- TASK INPUTS:
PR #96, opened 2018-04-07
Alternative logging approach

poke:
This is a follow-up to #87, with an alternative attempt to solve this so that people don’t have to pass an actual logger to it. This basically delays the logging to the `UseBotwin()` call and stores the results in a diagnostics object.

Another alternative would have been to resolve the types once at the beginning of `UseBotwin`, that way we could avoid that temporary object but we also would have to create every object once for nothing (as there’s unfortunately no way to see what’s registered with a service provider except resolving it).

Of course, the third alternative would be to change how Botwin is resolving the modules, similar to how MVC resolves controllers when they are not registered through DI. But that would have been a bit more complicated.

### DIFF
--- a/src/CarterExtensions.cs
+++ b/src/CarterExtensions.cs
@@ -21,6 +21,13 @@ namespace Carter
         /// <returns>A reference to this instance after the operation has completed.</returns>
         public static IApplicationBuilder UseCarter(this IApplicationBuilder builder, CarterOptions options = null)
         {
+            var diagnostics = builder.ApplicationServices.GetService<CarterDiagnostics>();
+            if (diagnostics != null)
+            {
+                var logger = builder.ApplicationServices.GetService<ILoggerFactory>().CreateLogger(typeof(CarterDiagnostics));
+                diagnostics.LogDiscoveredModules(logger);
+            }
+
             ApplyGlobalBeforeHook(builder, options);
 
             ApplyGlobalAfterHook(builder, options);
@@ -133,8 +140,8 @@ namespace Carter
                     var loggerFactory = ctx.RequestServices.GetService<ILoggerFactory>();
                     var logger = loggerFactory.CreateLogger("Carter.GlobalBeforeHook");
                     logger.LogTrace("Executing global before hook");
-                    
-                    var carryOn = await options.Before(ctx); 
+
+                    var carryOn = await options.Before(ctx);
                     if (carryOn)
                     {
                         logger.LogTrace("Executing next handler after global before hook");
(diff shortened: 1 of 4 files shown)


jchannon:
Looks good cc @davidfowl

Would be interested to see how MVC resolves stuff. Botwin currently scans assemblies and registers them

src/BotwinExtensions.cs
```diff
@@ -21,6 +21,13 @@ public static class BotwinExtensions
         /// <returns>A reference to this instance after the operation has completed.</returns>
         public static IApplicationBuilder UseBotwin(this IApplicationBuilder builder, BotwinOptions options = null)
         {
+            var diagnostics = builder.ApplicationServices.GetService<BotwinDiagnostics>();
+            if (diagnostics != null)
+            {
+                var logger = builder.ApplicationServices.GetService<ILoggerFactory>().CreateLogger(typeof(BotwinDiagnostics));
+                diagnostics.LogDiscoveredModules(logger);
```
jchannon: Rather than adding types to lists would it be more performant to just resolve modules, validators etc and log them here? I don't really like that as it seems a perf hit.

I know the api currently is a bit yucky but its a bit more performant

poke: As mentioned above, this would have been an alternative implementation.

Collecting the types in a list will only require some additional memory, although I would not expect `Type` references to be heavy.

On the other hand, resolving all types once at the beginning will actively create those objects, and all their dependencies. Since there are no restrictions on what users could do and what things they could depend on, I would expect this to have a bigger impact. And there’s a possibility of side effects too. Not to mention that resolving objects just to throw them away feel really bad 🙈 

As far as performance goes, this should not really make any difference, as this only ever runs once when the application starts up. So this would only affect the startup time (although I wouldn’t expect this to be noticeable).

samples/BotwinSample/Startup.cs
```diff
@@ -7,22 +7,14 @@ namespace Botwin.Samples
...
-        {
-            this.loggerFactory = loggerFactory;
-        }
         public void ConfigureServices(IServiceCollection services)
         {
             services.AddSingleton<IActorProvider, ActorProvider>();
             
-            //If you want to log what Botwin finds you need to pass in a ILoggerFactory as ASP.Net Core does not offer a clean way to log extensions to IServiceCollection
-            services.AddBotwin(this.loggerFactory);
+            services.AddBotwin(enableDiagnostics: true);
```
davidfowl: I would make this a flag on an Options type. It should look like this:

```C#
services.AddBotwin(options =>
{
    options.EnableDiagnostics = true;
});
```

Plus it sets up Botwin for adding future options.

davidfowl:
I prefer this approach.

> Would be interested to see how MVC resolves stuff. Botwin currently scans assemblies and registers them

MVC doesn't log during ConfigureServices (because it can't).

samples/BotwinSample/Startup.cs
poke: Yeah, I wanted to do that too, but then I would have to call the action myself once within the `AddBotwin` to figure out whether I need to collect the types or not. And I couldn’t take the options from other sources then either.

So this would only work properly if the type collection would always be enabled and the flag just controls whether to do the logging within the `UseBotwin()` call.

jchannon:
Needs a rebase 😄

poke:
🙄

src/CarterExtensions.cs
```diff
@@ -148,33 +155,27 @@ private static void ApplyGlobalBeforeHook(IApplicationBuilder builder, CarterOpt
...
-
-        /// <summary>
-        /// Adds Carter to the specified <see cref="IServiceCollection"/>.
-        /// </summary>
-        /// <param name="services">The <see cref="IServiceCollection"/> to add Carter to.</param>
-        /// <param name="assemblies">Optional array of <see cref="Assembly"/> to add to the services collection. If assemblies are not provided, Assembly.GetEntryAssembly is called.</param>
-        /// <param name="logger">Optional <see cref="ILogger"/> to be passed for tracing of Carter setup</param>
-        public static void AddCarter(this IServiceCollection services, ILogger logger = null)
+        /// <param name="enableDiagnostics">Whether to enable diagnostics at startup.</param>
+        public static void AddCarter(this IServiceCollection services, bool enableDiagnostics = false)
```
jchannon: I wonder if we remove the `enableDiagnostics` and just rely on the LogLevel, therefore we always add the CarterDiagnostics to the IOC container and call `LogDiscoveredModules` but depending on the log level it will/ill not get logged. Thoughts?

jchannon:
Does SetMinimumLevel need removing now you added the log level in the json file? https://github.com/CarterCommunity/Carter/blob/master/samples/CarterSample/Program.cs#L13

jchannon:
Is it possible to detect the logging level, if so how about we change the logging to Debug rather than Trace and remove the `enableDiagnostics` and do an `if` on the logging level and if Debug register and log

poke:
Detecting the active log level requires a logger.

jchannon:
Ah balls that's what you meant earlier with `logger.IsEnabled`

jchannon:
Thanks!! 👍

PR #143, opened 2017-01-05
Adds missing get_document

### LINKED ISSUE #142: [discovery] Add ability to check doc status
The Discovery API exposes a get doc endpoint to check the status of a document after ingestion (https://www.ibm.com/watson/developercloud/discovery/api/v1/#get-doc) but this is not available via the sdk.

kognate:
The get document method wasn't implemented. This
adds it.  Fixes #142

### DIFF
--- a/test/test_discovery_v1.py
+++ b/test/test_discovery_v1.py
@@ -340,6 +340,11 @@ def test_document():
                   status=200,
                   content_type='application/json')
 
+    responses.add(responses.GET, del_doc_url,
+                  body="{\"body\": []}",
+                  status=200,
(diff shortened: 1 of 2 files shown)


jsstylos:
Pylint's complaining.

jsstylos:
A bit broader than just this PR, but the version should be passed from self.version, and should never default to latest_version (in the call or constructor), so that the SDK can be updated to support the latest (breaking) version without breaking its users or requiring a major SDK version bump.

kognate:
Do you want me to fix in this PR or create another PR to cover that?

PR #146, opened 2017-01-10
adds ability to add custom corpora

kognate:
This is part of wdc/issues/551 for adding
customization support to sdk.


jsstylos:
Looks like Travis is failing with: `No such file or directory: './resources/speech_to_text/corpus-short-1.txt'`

- ASSIGNMENT: Return all of the material exactly as written, from the first line through the last.

- SOLUTION TO THIS PROBLEM:
PR #96, opened 2018-04-07
Alternative logging approach

poke:
This is a follow-up to #87, with an alternative attempt to solve this so that people don’t have to pass an actual logger to it. This basically delays the logging to the `UseBotwin()` call and stores the results in a diagnostics object.

Another alternative would have been to resolve the types once at the beginning of `UseBotwin`, that way we could avoid that temporary object but we also would have to create every object once for nothing (as there’s unfortunately no way to see what’s registered with a service provider except resolving it).

Of course, the third alternative would be to change how Botwin is resolving the modules, similar to how MVC resolves controllers when they are not registered through DI. But that would have been a bit more complicated.

### DIFF
--- a/src/CarterExtensions.cs
+++ b/src/CarterExtensions.cs
@@ -21,6 +21,13 @@ namespace Carter
         /// <returns>A reference to this instance after the operation has completed.</returns>
         public static IApplicationBuilder UseCarter(this IApplicationBuilder builder, CarterOptions options = null)
         {
+            var diagnostics = builder.ApplicationServices.GetService<CarterDiagnostics>();
+            if (diagnostics != null)
+            {
+                var logger = builder.ApplicationServices.GetService<ILoggerFactory>().CreateLogger(typeof(CarterDiagnostics));
+                diagnostics.LogDiscoveredModules(logger);
+            }
+
             ApplyGlobalBeforeHook(builder, options);
 
             ApplyGlobalAfterHook(builder, options);
@@ -133,8 +140,8 @@ namespace Carter
                     var loggerFactory = ctx.RequestServices.GetService<ILoggerFactory>();
                     var logger = loggerFactory.CreateLogger("Carter.GlobalBeforeHook");
                     logger.LogTrace("Executing global before hook");
-                    
-                    var carryOn = await options.Before(ctx); 
+
+                    var carryOn = await options.Before(ctx);
                     if (carryOn)
                     {
                         logger.LogTrace("Executing next handler after global before hook");
(diff shortened: 1 of 4 files shown)


jchannon:
Looks good cc @davidfowl

Would be interested to see how MVC resolves stuff. Botwin currently scans assemblies and registers them

src/BotwinExtensions.cs
```diff
@@ -21,6 +21,13 @@ public static class BotwinExtensions
         /// <returns>A reference to this instance after the operation has completed.</returns>
         public static IApplicationBuilder UseBotwin(this IApplicationBuilder builder, BotwinOptions options = null)
         {
+            var diagnostics = builder.ApplicationServices.GetService<BotwinDiagnostics>();
+            if (diagnostics != null)
+            {
+                var logger = builder.ApplicationServices.GetService<ILoggerFactory>().CreateLogger(typeof(BotwinDiagnostics));
+                diagnostics.LogDiscoveredModules(logger);
```
jchannon: Rather than adding types to lists would it be more performant to just resolve modules, validators etc and log them here? I don't really like that as it seems a perf hit.

I know the api currently is a bit yucky but its a bit more performant

poke: As mentioned above, this would have been an alternative implementation.

Collecting the types in a list will only require some additional memory, although I would not expect `Type` references to be heavy.

On the other hand, resolving all types once at the beginning will actively create those objects, and all their dependencies. Since there are no restrictions on what users could do and what things they could depend on, I would expect this to have a bigger impact. And there’s a possibility of side effects too. Not to mention that resolving objects just to throw them away feel really bad 🙈 

As far as performance goes, this should not really make any difference, as this only ever runs once when the application starts up. So this would only affect the startup time (although I wouldn’t expect this to be noticeable).

samples/BotwinSample/Startup.cs
```diff
@@ -7,22 +7,14 @@ namespace Botwin.Samples
...
-        {
-            this.loggerFactory = loggerFactory;
-        }
         public void ConfigureServices(IServiceCollection services)
         {
             services.AddSingleton<IActorProvider, ActorProvider>();
             
-            //If you want to log what Botwin finds you need to pass in a ILoggerFactory as ASP.Net Core does not offer a clean way to log extensions to IServiceCollection
-            services.AddBotwin(this.loggerFactory);
+            services.AddBotwin(enableDiagnostics: true);
```
davidfowl: I would make this a flag on an Options type. It should look like this:

```C#
services.AddBotwin(options =>
{
    options.EnableDiagnostics = true;
});
```

Plus it sets up Botwin for adding future options.

davidfowl:
I prefer this approach.

> Would be interested to see how MVC resolves stuff. Botwin currently scans assemblies and registers them

MVC doesn't log during ConfigureServices (because it can't).

samples/BotwinSample/Startup.cs
poke: Yeah, I wanted to do that too, but then I would have to call the action myself once within the `AddBotwin` to figure out whether I need to collect the types or not. And I couldn’t take the options from other sources then either.

So this would only work properly if the type collection would always be enabled and the flag just controls whether to do the logging within the `UseBotwin()` call.

jchannon:
Needs a rebase 😄

poke:
🙄

src/CarterExtensions.cs
```diff
@@ -148,33 +155,27 @@ private static void ApplyGlobalBeforeHook(IApplicationBuilder builder, CarterOpt
...
-
-        /// <summary>
-        /// Adds Carter to the specified <see cref="IServiceCollection"/>.
-        /// </summary>
-        /// <param name="services">The <see cref="IServiceCollection"/> to add Carter to.</param>
-        /// <param name="assemblies">Optional array of <see cref="Assembly"/> to add to the services collection. If assemblies are not provided, Assembly.GetEntryAssembly is called.</param>
-        /// <param name="logger">Optional <see cref="ILogger"/> to be passed for tracing of Carter setup</param>
-        public static void AddCarter(this IServiceCollection services, ILogger logger = null)
+        /// <param name="enableDiagnostics">Whether to enable diagnostics at startup.</param>
+        public static void AddCarter(this IServiceCollection services, bool enableDiagnostics = false)
```
jchannon: I wonder if we remove the `enableDiagnostics` and just rely on the LogLevel, therefore we always add the CarterDiagnostics to the IOC container and call `LogDiscoveredModules` but depending on the log level it will/ill not get logged. Thoughts?

jchannon:
Does SetMinimumLevel need removing now you added the log level in the json file? https://github.com/CarterCommunity/Carter/blob/master/samples/CarterSample/Program.cs#L13

jchannon:
Is it possible to detect the logging level, if so how about we change the logging to Debug rather than Trace and remove the `enableDiagnostics` and do an `if` on the logging level and if Debug register and log

poke:
Detecting the active log level requires a logger.

jchannon:
Ah balls that's what you meant earlier with `logger.IsEnabled`

jchannon:
Thanks!! 👍

PR #143, opened 2017-01-05
Adds missing get_document

### LINKED ISSUE #142: [discovery] Add ability to check doc status
The Discovery API exposes a get doc endpoint to check the status of a document after ingestion (https://www.ibm.com/watson/developercloud/discovery/api/v1/#get-doc) but this is not available via the sdk.

kognate:
The get document method wasn't implemented. This
adds it.  Fixes #142

### DIFF
--- a/test/test_discovery_v1.py
+++ b/test/test_discovery_v1.py
@@ -340,6 +340,11 @@ def test_document():
                   status=200,
                   content_type='application/json')
 
+    responses.add(responses.GET, del_doc_url,
+                  body="{\"body\": []}",
+                  status=200,
(diff shortened: 1 of 2 files shown)


jsstylos:
Pylint's complaining.

jsstylos:
A bit broader than just this PR, but the version should be passed from self.version, and should never default to latest_version (in the call or constructor), so that the SDK can be updated to support the latest (breaking) version without breaking its users or requiring a major SDK version bump.

kognate:
Do you want me to fix in this PR or create another PR to cover that?

PR #146, opened 2017-01-10
adds ability to add custom corpora

kognate:
This is part of wdc/issues/551 for adding
customization support to sdk.


jsstylos:
Looks like Travis is failing with: `No such file or directory: './resources/speech_to_text/corpus-short-1.txt'`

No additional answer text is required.